Valerie O’Connor discusses ways to use the health-giving and protective properties of garlic and onions for drinks and applications this winter.
You can argue about liver overload until you’re blue in the face, quite literally, but the positive effects of a few good blowouts over the holidays cannot be underestimated.
As most of our homes will now be without sparkly lights and twinkly decorations, call to mind those fun nights when you had one too many, laughing hysterically and dancing with strangers.
I found myself following my own advice over the party weeks and imbibed many an apple, carrot and beetroot juice the morning after, often followed by round two, the banana and peanut butter milkshake, and if it really wasn’t shifting; then it was the curry I had delivered to me in my pyjamas. Inevitably the hangover ends with floating Lind’or chocolates on top of a glass of bubbly and trying to suck them up with a straw!
Now that the school uniforms are hanging on the radiators and steam rises from them in a miserable, taunting manner, it seems it’s time to get back to regimes.
Photos of skimpily clad, hot 20-somethings are everywhere, telling us we should be in the gym 24/7 and employing some kind of clean-eating regime.
As a woman who is equally at home lifting a sausage roll as a kettle bell, this is also the season to take up a gym membership, purchase a nutribullet and, two weeks later, ditch the gym and lose the kitchen gadget under a pile of dust and bills.
Every new year my resolution is to not make any resolutions, except for one, the planting of my garlic crop. Traditionally, this is done on the shortest day of the year so it’s in the ground before the frost hits.
This is also the time of year when we need this magical allium more than ever. An excess of fun, if there is such a thing, will inevitably take its toll on your immune system, ditto for the fear of going back to work.
The first week back at work of the new year is said to bring about all manner of crappy feelings and the first sniffles of impending springtime.
Fear not, as garlic is your friend. As a child I remember the grown-ups all taking garlic capsules to ward off colds and flus, then things got more interesting when we discovered the amazing buttery deliciousness of garlic bread.
Garlic and onions are credited with so many cures that we have no excuse not to eat them, they also grow prolifically in our climate so they are cheap and plentiful too.
Garlic can thin the blood, reduce bad cholesterol, and help reduce water retention. As garlic boosts circulation it has long been used as an aphrodisiac or a natural viagra, just maybe make sure your partner has some too, or the garlic breath might have the opposite effect.
Garlic tea is great to nuke a flu from orbit and garlic lovers will be familiar with the ‘garlic feet’ approach to curing a cold. The bulb is best eaten raw, of course, and if you’re tough enough, a peppery clove, bitten and swallowed almost whole, once a day will give you the best protection against colds and flu that you can get.

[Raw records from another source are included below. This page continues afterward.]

PR #5941, opened 2025-04-11
Fix reorg threshold

zorancv:
Addressing the review comments from https://github.com/graphprotocol/graph-node/pull/5804 and squashed previous commits to one verified commit.

### DIFF
--- a/graph/src/env/mod.rs
+++ b/graph/src/env/mod.rs
@@ -369,6 +369,7 @@ impl EnvVars {
             .filter(|x| !x.is_empty())
             .collect()
     }
+    #[cfg(debug_assertions)]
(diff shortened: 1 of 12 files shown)


graph/src/env/mod.rs
```diff
@@ -17,6 +18,7 @@ use crate::{
 
 lazy_static! {
     pub static ref ENV_VARS: EnvVars = EnvVars::from_env().unwrap();
+    pub static ref TEST_WITH_NO_REORG: Mutex<bool> = Mutex::new(false);
```
lutter, line 21: This is minor, but I think we could also compile this out with `#[cfg(not(debug_assertions))]`

lutter (approved):
Nice, I like how this turned out

PR #6003, opened 2025-05-13
Split the subgraph_deployment table into two

lutter:
We split the table `subgraphs.subgraph_deployment` into two tables, `subgraphs.head` and `subgraphs.deployment`  where the `head` table only contains the metadata that changes on every block.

If you want to walk on the wild side, try making up this delicious concoction as a morning-after cure, or just a punchy drink to set you up for a good night out, otherwise omit the vodka and you have a super-healthy and retro drink. Use locally grown, plump garlic.
Garlic Virgin Mary/Bloody Mary
500ml good quality tomato juice
1 lemon — juiced
1 lime — juiced
1 tblsp Worcestershire sauce
2 garlic cloves — crushed
1 teaspoon tabasco
Sea salt and black pepper
1. Place all the ingredients, except for the seasoning and vodka, in a blender and whizz everything up.
2. Season to taste and pop this in the fridge and leave it for at least an hour for the flavours to infuse. This mixture will keep for a week in the fridge.
3. Mix 200ml or so of the Virgin Mary mix with vodka, if having vodka, and mix with a celery stick, leaving the stick in the glass.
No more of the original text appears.